Now, you might say, “Oh come on, Zacqary! You can’t just impose your ethics and your worldview here! You’re not in a revenue-sharing arrangement with Adobe!” To which I’d reply, “Yes I am.” And then you’d say, “No, Zac, they’re in a market, and you’re in a market, and that’s the way the world works!” And then I’d say, “Says who?” Because, didn’t you just say that I can’t impose my ethics on Adobe? Why do they get to impose their ethics on me? And then you’ll say, “Everyone else sees the world this way, and your ethics are dumb and you just don’t want to pay for things,” at which point you’ll be interrupted of the dinging sound that my torrent downloader makes because a full, DRM-free version of Photoshop has just finished downloading onto my computer, all without giving Adobe a cent.
When two different ethical stances butt heads against each other, neither of them can be objectively right. It’s ethics, not physics. You can’t look into a microscope and find Right Particles and Wrong Particles. Throughout history, the ethical stance that wins is usually the one that belongs to the people who have power.
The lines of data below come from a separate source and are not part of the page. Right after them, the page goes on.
PR #1635, opened 2020-07-13
test(e2e): delete all subs, installplans, catalogs, and csvs in test teardown

njhale:
Replace the existing test cleaner, which preserved test resources on
failure, with a tear down function that always deletes
non-essential Subscriptions, InstallPlans, CatalogSources, and
ClusterServiceVersions in the given test namespace.

### DIFF
--- a/test/e2e/catalog_e2e_test.go
+++ b/test/e2e/catalog_e2e_test.go
@@ -29,10 +29,11 @@ import (
 )
 
 var _ = Describe("Catalog", func() {
+	AfterEach(func() {
+		TearDown(testNamespace)
+	})
+
 	It("loading between restarts", func() {
-
-		defer cleaner.NotifyTestComplete(true)
-
 		// create a simple catalogsource
 		packageName := genName("nginx")
 		stableChannel := "stable"
@@ -87,8 +88,6 @@ var _ = Describe("Catalog", func() {
 		GinkgoT().Logf("Catalog source sucessfully loaded after rescale")
 	})
 	It("global update triggers subscription sync", func() {
-
-		defer cleaner.NotifyTestComplete(true)
 
 		globalNS := operatorNamespace
 		c := newKubeClient()
@@ -196,8 +195,6 @@ var _ = Describe("Catalog", func() {
 		require.True(GinkgoT(), timeLapse < 60)
 	})
 	It("config map update triggers registry pod rollout", func() {
-
-		defer cleaner.NotifyTestComplete(true)
 
 		mainPackageName := genName("nginx-")
 		dependentPackageName := genName("nginxdep-")
@@ -316,8 +313,6 @@ var _ = Describe("Catalog", func() {
 	})
 	It("config map replace triggers registry pod rollout", func() {
 
-		defer cleaner.NotifyTestComplete(true)
-
 		mainPackageName := genName("nginx-")
 		dependentPackageName := genName("nginxdep-")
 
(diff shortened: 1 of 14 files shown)


test/e2e/util_test.go
```diff
@@ -369,76 +337,169 @@ func fetchCatalogSourceOnStatus(crc versioned.Interface, name, namespace string,
...
 
-	err = waitForEmptyList(func() (int, error) {
-		res, err := crc.OperatorsV1alpha1().CatalogSources(namespace).List(context.TODO(), metav1.ListOptions{FieldSelector: nonPersistentCatalogsFieldSelector})
-		ctx.Ctx().Logf("%d %s remaining", len(res.Items), "catalogs")
-		return len(res.Items), err
-	})
-	Expect(err).NotTo(HaveOccurred())
 }
 
+// func cleanupOLM(namespace string) {
```
ecordell, line 447: probably just delete this?

test/e2e/util_test.go
```diff
@@ -369,76 +337,169 @@ func fetchCatalogSourceOnStatus(crc versioned.Interface, name, namespace string,
...
+		Selector: createFieldNotEqualSelector("metadata.name", persistentConfigMapNames...),
+	}
+	persistentCSVNames        = []string{packageServerCSV}
+	ephemeralCSVFieldSelector = controllerclient.MatchingFieldsSelector{
+		Selector: createFieldNotEqualSelector("metadata.name", persistentCSVNames...),
+	}
+)
+
+// TearDown deletes all OLM resources in the corresponding namespace and at the cluster scope.
+func TearDown(namespace string) {
```
ecordell, line 379: it would be useful if there were a way to control this (i.e. via an env var) so that locally I can quickly switch cleanup off to look at the cluster state.

And I think really what we want is a sort of "must-gather" per test. Doesn't need to block this PR but I'd be interesting in something that say, read all of this content off the cluster and saved it to configmaps before deleting everything.

njhale: @benluddy and I were just talking about this over Slack.

He recommended implementing a [Reporter](https://pkg.go.dev/github.com/onsi/ginkgo/reporters?tab=doc#Reporter) to do this. We were thinking that for an initial pass we could export all resources in the `operators.coreos.com` API group to a tar file hosted in cloud storage at the end of each failed spec, then the reporter could post a link to each export in the suite summary.

ecordell: That sounds good, but it would be nice if we can make it work across github actions, openshift ci, and locally.

benluddy: > That sounds good, but it would be nice if we can make it work across github actions, openshift ci, and locally.

It may be good enough to accept a template string via environment variables to construct those URLs and set it appropriately in the corresponding config.

test/e2e/catalog_e2e_test.go
```diff
@@ -31,7 +31,7 @@ import (
 var _ = Describe("Catalog", func() {
 	It("loading between restarts", func() {
 
-		defer cleaner.NotifyTestComplete(true)
+		defer TearDown(testNamespace)
```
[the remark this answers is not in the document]
njhale: > Can these all turn into one AfterEach since you're touching them anyway?

Yeah, can do.

>  but if this cleanup behavior is supposed to be idempotent, that seems like an overcomplication.

I agree, but I think we need to consider cleaning these up carefully though. Not all tests use `testNamespace`, but instead generate one or more namespaces on the fly, which is what I think some of these `defer` statements service. I n general, I think we should standardize on one of the two above patterns across all of our tests. Suggestions?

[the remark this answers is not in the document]
benluddy: Can we use the TestContext to provide namespaces to tests? We'd be able to make cleanup, randomization, etc. transparent to individual tests.

PR #1637, opened 2020-07-14
fix: install VPA CRD directly on clusterfor bundle e2e test

exdx:
This fix installs the VPA CRD on-cluster directly (instead of providing it in the bundle) in the bundle e2e test. There is a check to ensure the VPA CRD is not already present. The index contents were updated alongside this PR, to remove the packaged CRD. 

**Reviewer Checklist**


test/e2e/bundle_e2e_test.go
```diff
@@ -34,7 +105,7 @@ var _ = Describe("Installing bundles with new object types", func() {
 	})
 
 	When("a bundle with a pdb, priorityclass, and VPA object is installed", func() {
-		By("including the VPA CRD in the CSV")
+		By("first installing the VPA CRD on cluster")
```
benluddy, line 108: This call to By should be inside the BeforeEach so that it happens at test runtime instead of suite load time.

test/e2e/bundle_e2e_test.go
```diff
@@ -47,6 +118,30 @@ var _ = Describe("Installing bundles with new object types", func() {
 				imageName  = "quay.io/olmtest/single-bundle-index:pdb"
 			)
 
+			// create VPA CRD on cluster
+			data, err := yaml.YAMLToJSON([]byte(vpaCRDManifest))
+			Expect(err).ToNot(HaveOccurred(), "could not convert vpa crd to json")
+
+			crd := &apiextensionsv1beta1.CustomResourceDefinition{}
+			err = json.Unmarshal(data, crd)
+			Expect(err).ToNot(HaveOccurred(), "could not convert vpa crd to unstructured")
```
njhale, line 127: You're unmarshaling it to a CRD, not an unstructured -- though it's probably better to use an unstructured to make bumping the fixture version easier.

test/e2e/bundle_e2e_test.go
```diff
@@ -47,6 +118,30 @@ var _ = Describe("Installing bundles with new object types", func() {
...
+			}
+
+			// ensure vpa crd is established and accepted on the cluster before continuing
+			Eventually(func () bool {
+				crd, err := kubeClient.ApiextensionsInterface().ApiextensionsV1beta1().CustomResourceDefinitions().Get(context.TODO(), crd.GetName(), metav1.GetOptions{})
+				if err != nil {
+					return false
+				}
+				return crdReady(&crd.Status)
+			}).Should(BeTrue())
```
benluddy, line 143: Returning the error as a second return value from the assertion will make any failure reports more useful, like this:
```suggestion
			Eventually(func () bool, error {
				crd, err := kubeClient.ApiextensionsInterface().ApiextensionsV1beta1().CustomResourceDefinitions().Get(context.TODO(), crd.GetName(), metav1.GetOptions{})
				if err != nil {
					return false, err
				}
				return crdReady(&crd.Status), nil
			}).Should(BeTrue())
```

test/e2e/bundle_e2e_test.go
```diff
@@ -16,6 +20,73 @@ import (
 	"github.com/operator-framework/operator-lifecycle-manager/test/e2e/ctx"
 )
 
+const vpaCRDManifest = `
```
njhale, line 23: can we store this fixture in a `testdata` directory?

test/e2e/bundle_e2e_test.go
```diff
@@ -47,6 +118,30 @@ var _ = Describe("Installing bundles with new object types", func() {
 				imageName  = "quay.io/olmtest/single-bundle-index:pdb"
 			)
 
+			// create VPA CRD on cluster
+			data, err := yaml.YAMLToJSON([]byte(vpaCRDManifest))
```
njhale, line 122: This should all probably go in a `BeforeEach`, and I think we'll also want to delete this specific CRD in `AfterEach` too.

test/e2e/bundle_e2e_test.go
```diff
@@ -47,6 +118,30 @@ var _ = Describe("Installing bundles with new object types", func() {
...
+			Expect(err).ToNot(HaveOccurred(), "could not convert vpa crd to json")
+
+			crd := &apiextensionsv1beta1.CustomResourceDefinition{}
+			err = json.Unmarshal(data, crd)
+			Expect(err).ToNot(HaveOccurred(), "could not convert vpa crd to unstructured")
+
+			_, err = kubeClient.ApiextensionsInterface().ApiextensionsV1beta1().CustomResourceDefinitions().Create(context.TODO(), crd, metav1.CreateOptions{})
```
njhale, line 129: Can we use the [controller-runtime client](https://github.com/operator-framework/operator-lifecycle-manager/blob/master/test/e2e/ctx/ctx.go#L78) instead?

test/e2e/bundle_e2e_test.go
```diff
@@ -47,6 +118,30 @@ var _ = Describe("Installing bundles with new object types", func() {
...
+			if err != nil {
+				if !k8serrors.IsAlreadyExists(err) {
+					Expect(err).ToNot(HaveOccurred(), "could not create vpa crd to on cluster")
+				}
+			}
+
+			// ensure vpa crd is established and accepted on the cluster before continuing
```
njhale, line 136: Are we just masking an issue with `InstallPlan` reconciliation? e.g. `InstallPlans` should eventually install CRs once a CRD becomes available.

test/e2e/bundle_e2e_test.go
```diff
@@ -65,7 +160,7 @@ var _ = Describe("Installing bundles with new object types", func() {
 				},
 			}
 
-			source, err := operatorClient.OperatorsV1alpha1().CatalogSources(source.GetNamespace()).Create(context.TODO(), source, metav1.CreateOptions{})
+			source, err = operatorClient.OperatorsV1alpha1().CatalogSources(source.GetNamespace()).Create(context.TODO(), source, metav1.CreateOptions{})
```
njhale, line 163: Needs to be in an `Eventually` block.

exdx:
> Thanks for taking the time to look at this.
> 
> It does make me wonder how this would ever have passed in our upstream tests, was the VPA CRD pard of the bundle?

Yes, originally it was included in the bundle as a provided API on the busybox CSV

test/e2e/bundle_e2e_test.go
exdx: Ok, that was my original thought but I decided to stick it in the file because I was unsure if the file would be there in the e2e test execution context on prow. Will try that approach.

test/e2e/bundle_e2e_test.go
exdx: They should but I believe we currently have an issue where the user provides the VPA CRD in the same bundle as the VPA CR. Although I guess in practice this won't be the case? Maybe this is just an issue with the way the test was written originally. I'm not sure having this check hurts though.

exdx: It does result in using the `v1beta1` client to check the status, but I don't think its a big deal. When we move off `v1beta1` we will require a lot of updates to our e2e suite.

test/e2e/bundle_e2e_test.go
```diff
@@ -34,19 +41,49 @@ var _ = Describe("Installing bundles with new object types", func() {
 	})
 
 	When("a bundle with a pdb, priorityclass, and VPA object is installed", func() {
-		By("including the VPA CRD in the CSV")
 		const (
 			packageName = "busybox"
 			channelName = "alpha"
 			subName     = "test-subscription"
 		)
+		var u unstructured.Unstructured
```
njhale, line 49: `u` could be anything, I think it will be easier to read if this variable name is more descriptive

test/e2e/bundle_e2e_test.go
```diff
@@ -116,5 +155,33 @@ var _ = Describe("Installing bundles with new object types", func() {
 				return err
 			}).Should(Succeed(), "expected no error finding vpa object associated with csv")
 		})
+
+		AfterEach(func() {
+			By("Deleting the VPA CRD")
+			Eventually(func() error {
+				err := ctx.Ctx().Client().Delete(context.TODO(), &u)
+				return err
+			}).Should(Succeed())
```
njhale, line 164: We should probably filter out `NotFound` errors here; e.g.:

```go
Eventually(func() (err error) {
    if err = ctx.Ctx().Client().Delete(context.Background(), &u); apierrors.IsNotFound(err) {
        // We're good if we get a NotFound error
        err = nil
    }
    return
}).Should(Succeed())
```

test/e2e/data/vpa/crd.yaml
```diff
@@ -0,0 +1,64 @@
+apiVersion: apiextensions.k8s.io/v1beta1
```
njhale, line 1: `testdata` is the cannonical directory for fixture files in go

test/e2e/bundle_e2e_test.go
```diff
@@ -34,19 +41,49 @@ var _ = Describe("Installing bundles with new object types", func() {
...
 
 		BeforeEach(func() {
+			By("first installing the VPA CRD on cluster")
 			const (
 				sourceName = "test-catalog"
 				imageName  = "quay.io/olmtest/single-bundle-index:pdb"
 			)
 
+			// create VPA CRD on cluster
+			y, err := ioutil.ReadFile("data/vpa/crd.yaml")
```
njhale, line 59: this can't be found in the upstream tests. I suspect we'll need to pull it into the test binary with go `bindata`.

exdx:
Turns out the name of the priority class object changed, that's why we were seeing those additional 404 errors. Changed to the correct name in this PR as well.

test/e2e/testdata/vpa/crd.yaml
```diff
@@ -0,0 +1,64 @@
+apiVersion: apiextensions.k8s.io/v1beta1
```
njhale, line 1: Note: we'll want to add a make rule to `x.mk` to regenerate this.

PR #1641, opened 2020-07-15
fix: use server-side apply in crd e2e test 

exdx:
Use server-side apply in crd e2e test when changing the subscription to point to a new channel to avoid transient object modified errors (409 errors). 

This change can probably be ported to other tests that flake with this error.

**Reviewer Checklist**

### DIFF
--- a/test/e2e/crd_e2e_test.go
+++ b/test/e2e/crd_e2e_test.go
@@ -10,6 +10,8 @@ import (
 	. "github.com/onsi/gomega"
 	operatorsv1alpha1 "github.com/operator-framework/api/pkg/operators/v1alpha1"
 	"github.com/operator-framework/operator-lifecycle-manager/pkg/controller/registry"
+	"github.com/operator-framework/operator-lifecycle-manager/test/e2e/ctx"
+
 	"k8s.io/apiextensions-apiserver/pkg/apis/apiextensions"
 	apiextensionsv1 "k8s.io/apiextensions-apiserver/pkg/apis/apiextensions/v1"
 	apiextensionsv1beta1 "k8s.io/apiextensions-apiserver/pkg/apis/apiextensions/v1beta1"
@@ -299,13 +301,12 @@ var _ = Describe("CRD Versions", func() {
 
 		// old CRD has been installed onto the cluster - now upgrade the subscription to point to the channel with the new CRD
 		// installing the new CSV should fail with a warning about data loss, since a storage version is missing in the new CRD
-		sub, err := crc.OperatorsV1alpha1().Subscriptions(testNamespace).Get(context.TODO(), subscription.GetName(), metav1.GetOptions{})
-		Expect(err).ToNot(HaveOccurred(), "could not get subscription")
-
-		// update channel on sub
-		sub.Spec.Channel = alphaChannel
-		_, err = crc.OperatorsV1alpha1().Subscriptions(testNamespace).Update(context.TODO(), sub, metav1.UpdateOptions{})
-		Expect(err).ToNot(HaveOccurred(), "could not update subscription")
+		// use server-side apply to apply the update to the subscription point to the alpha channel
+		Eventually(Apply(subscription, func(s *operatorsv1alpha1.Subscription) error {
+			s.Spec.Channel = alphaChannel
+			return nil
+		})).Should(Succeed())
+		ctx.Ctx().Logf("updated subscription to point to alpha channel")
 
 		subscriptionAtLatestWithDifferentInstallPlan := func(v *operatorsv1alpha1.Subscription) bool {
 			return subscriptionStateAtLatestChecker(v) && v.Status.InstallPlanRef != nil && v.Status.InstallPlanRef.Name != fetchedInstallPlan.Name


Bowenislandsong:
The PR **failed tests for 0 times** with 0 individual failed tests and 0 skipped tests.
<details>

 totaltestcount: 0
flaktestcount: 0
skippedtestcount: 0
flaktests: []
skippedtests: []

Bowenislandsong:
The PR **failed tests for 0 times** with 0 individual failed tests and 0 skipped tests.
<details>

 totaltestcount: 0
flaktestcount: 0
skippedtestcount: 0
flaktests: []
skippedtests: []

test/e2e/crd_e2e_test.go
```diff
@@ -5,6 +5,8 @@ import (
 	"fmt"
 	"time"
 
+	"k8s.io/apimachinery/pkg/types"
```
ecordell, line 8: nit: goimports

And right now, the people with power are the pirates. Because we’ve got the torrents, we can crack the DRM, and we can encrypt our traffic to create plausible deniability. So our ethical stance is going to be the one that survives in the end, because it’s not like anyone can stop us.
But the ethics here are deeper than “lulz we pwn3d ur shit 4 free,” because, come on, human beings aren’t actually that sociopathic. We share files, and we’re more than happy to share money in a way that makes any sense. That way is not the arrogant “pay now, maybe benefit never” logic of the market. It’s commons logic, the kind where people care about their relationships to one another, and work together for everyone’s mutual benefit.
If, like Adobe, that’s not the game you want to play, you can feel free to get torn apart in the market. Because tearing you apart is the right thing to do.